Prompt ▸ Keep only the lines that hold the string "makes", filtering out the rest of the entries below.

Collected data entries
········

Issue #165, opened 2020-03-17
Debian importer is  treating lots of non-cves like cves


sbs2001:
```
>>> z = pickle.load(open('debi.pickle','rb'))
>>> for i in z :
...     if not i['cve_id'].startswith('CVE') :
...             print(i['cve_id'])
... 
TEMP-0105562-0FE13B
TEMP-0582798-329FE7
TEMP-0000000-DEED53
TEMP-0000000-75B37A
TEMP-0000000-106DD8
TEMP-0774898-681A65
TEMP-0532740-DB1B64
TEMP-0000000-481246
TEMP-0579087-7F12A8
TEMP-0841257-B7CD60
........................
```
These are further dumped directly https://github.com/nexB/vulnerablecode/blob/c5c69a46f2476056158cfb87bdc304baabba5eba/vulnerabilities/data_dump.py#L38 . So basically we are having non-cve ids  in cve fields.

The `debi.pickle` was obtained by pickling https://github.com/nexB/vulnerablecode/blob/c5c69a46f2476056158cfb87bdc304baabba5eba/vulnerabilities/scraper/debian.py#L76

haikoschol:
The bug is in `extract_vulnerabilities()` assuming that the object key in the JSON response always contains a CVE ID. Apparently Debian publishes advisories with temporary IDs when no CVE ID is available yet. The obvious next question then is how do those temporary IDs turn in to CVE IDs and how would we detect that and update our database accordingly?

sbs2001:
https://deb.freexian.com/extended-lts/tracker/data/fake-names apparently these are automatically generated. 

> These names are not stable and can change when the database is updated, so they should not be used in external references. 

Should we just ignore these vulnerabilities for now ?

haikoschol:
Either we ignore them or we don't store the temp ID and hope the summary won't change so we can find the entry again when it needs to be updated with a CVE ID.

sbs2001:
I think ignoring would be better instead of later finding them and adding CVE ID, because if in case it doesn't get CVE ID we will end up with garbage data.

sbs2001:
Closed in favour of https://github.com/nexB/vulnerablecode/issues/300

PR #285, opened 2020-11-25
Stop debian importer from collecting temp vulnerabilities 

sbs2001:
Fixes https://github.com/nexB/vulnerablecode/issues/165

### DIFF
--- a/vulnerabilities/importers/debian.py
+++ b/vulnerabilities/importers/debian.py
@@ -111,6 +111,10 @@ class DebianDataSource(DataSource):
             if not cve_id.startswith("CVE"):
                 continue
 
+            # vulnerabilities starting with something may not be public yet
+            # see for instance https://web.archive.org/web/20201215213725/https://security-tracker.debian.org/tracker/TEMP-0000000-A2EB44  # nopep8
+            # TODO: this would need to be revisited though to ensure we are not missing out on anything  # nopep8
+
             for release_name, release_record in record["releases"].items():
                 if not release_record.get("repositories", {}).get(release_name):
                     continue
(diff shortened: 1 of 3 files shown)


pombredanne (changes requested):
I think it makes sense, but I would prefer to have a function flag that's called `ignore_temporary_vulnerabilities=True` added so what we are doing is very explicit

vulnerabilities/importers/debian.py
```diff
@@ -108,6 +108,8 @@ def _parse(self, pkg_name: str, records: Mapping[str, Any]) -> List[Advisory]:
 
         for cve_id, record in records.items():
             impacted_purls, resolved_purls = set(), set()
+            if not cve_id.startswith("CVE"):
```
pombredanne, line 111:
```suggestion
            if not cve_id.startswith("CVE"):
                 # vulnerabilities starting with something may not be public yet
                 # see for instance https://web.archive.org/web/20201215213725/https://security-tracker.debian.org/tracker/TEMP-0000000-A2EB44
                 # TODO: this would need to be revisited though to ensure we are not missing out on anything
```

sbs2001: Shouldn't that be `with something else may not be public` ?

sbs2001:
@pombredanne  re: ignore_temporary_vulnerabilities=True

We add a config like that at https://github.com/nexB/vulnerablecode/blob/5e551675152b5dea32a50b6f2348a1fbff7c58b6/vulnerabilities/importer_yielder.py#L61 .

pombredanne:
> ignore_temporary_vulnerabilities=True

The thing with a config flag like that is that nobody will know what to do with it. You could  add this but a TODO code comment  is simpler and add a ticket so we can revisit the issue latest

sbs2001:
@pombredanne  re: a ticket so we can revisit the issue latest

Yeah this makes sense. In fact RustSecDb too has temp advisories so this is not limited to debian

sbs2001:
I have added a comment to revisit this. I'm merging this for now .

········

Exercise response ▸
I think it makes sense, but I would prefer to have a function flag that's called `ignore_temporary_vulnerabilities=True` added so what we are doing is very explicit
Yeah this makes sense. In fact RustSecDb too has temp advisories so this is not limited to debian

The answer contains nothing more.